The most logical explanation for what the party was actually thinking is that the DCCC didn’t think a race in a red-state red district that Trump carried by 27 points was the best use of limited resources or a seat worth building unrealistic expectations over. This isn’t a sign of Democratic establishment nefariousness, as some on Twitter have suggested. The DCCC’s job is to make difficult choices about which races are winnable and worth investing in, and Kansas’ 4th does not normally jump to the top of that list.

“We have to all acknowledge that those seats are held by Republicans and they’ve been held by Republicans for quite some time,” Rep. Denny Heck, the DCCC’s recruitment chair, said during February’s House Democrat retreat regarding its involvement in a series of four spring special elections. To Heck’s point, Kansas’ 4th has been Republican-controlled for more than 20 years and Georgia’s 6th—former Speaker Newt Gingrich’s old district—has been in GOP hands for nearly 40. Rob Quist, the Democratic candidate for Montana’s at-large seat, has been getting the same silent treatment Thompson got (though has had far more success crowdfunding), while the South Carolina special election to replace Office of Management and Budget Director Mick Mulvaney won’t come until June.
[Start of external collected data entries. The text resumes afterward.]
PR #234, opened 2020-07-05
Added conversion from wasmi::Error to Option<Box<dyn HostError>>

reuvenpo:
This sort of conversion is useful for extracting custom error types from the runtime when the error type is not Clone. Even when it is, it's more efficient to unwrap it that to clone it.


reuvenpo:
Seems like tests are failing in CI in code that's not related to my PR

pepyakin:
Thanks for your PR! Yeah, the CI failure doesn't seem related at all.

PR #508, opened 2022-02-24
Add firmware update writer (OTA support)

kasperl:


src/primitive_esp32.cc
```diff
@@ -72,6 +72,184 @@ namespace toit {
...
+    if (err != ESP_OK) {
+      ESP_LOGE("Toit", "esp_image_verify failed (%s)!", esp_err_to_name(err));
+      ota_partition = null;
+      OUT_OF_BOUNDS;
+    }
+
+    // The system SHA256 checksum is optional, so we add an explicit verification
+    // that we control.  (There is also a non-optional checksum, but it is only one
+    // byte, and so not really reliable.)
+    if (expected->is_byte_array()) {
```
erikcorry, line 213: This should use expected->byte_content so that it works with slices too and CoW-byte arrays too.

erikcorry (approved):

“We’re going to be very realistic about these four congressional districts,” Heck said, “while nonetheless talking and reaching out with people who’ve indicated interest and see if, in fact, they demonstrate the key principles and characteristics of viability.” It’s a cautious approach, but one that would have been hard to fault just a couple months ago—especially as these committees have to rebuild their war chests ahead of the midterms.

The special election the national party has deemed viable is the one to replace Price. Democratic candidate Jon Ossoff, a 30-year-old former congressional aide, has raised an astounding $8.3 million dollars to compete in the April 18 election, which will head to a June runoff if no candidate surpasses 50 percent. The reason the DCCC determines this race to be more winnable is because, on paper, it clearly is. The fresh new edition of the Cook Political Report’s Partisan Voting Index lists Georgia’s 6th as an R+8 district and Kansas’ 4th as an R+15. More importantly, this is a district that Trump only carried by 1 point over Clinton, 48 to 47. In the 2012 presidential election, Mitt Romney carried it by 24 points over President Obama, 61 to 37.

Georgia’s 6th District is a textbook example of the sort of district—highly educated suburbs, basically—that should trend toward Democrats in the Trump era and through which their most straightforward path to a House majority lies. The Democratic strategy there is also a textbook example of everything that the Sanders coalition hates about the Democratic Party (eschewing working-class districts in favor of suburban professionals) and the raw basis of the fury it expressed Tuesday night.

The Sanders wing thinks the more durable, coherent, and necessary path for Democrats is to build a working-class party across racial lines. The Democratic Party establishment, meanwhile, recognizes suburban districts populated by professionals—who might view Trump as vulgar and unstable—as their more likely pickup opportunities. Both sides are right. This isn’t a tension that’s going away anytime soon, and it’s one that will only make the rift the party experienced in 2016 more visible.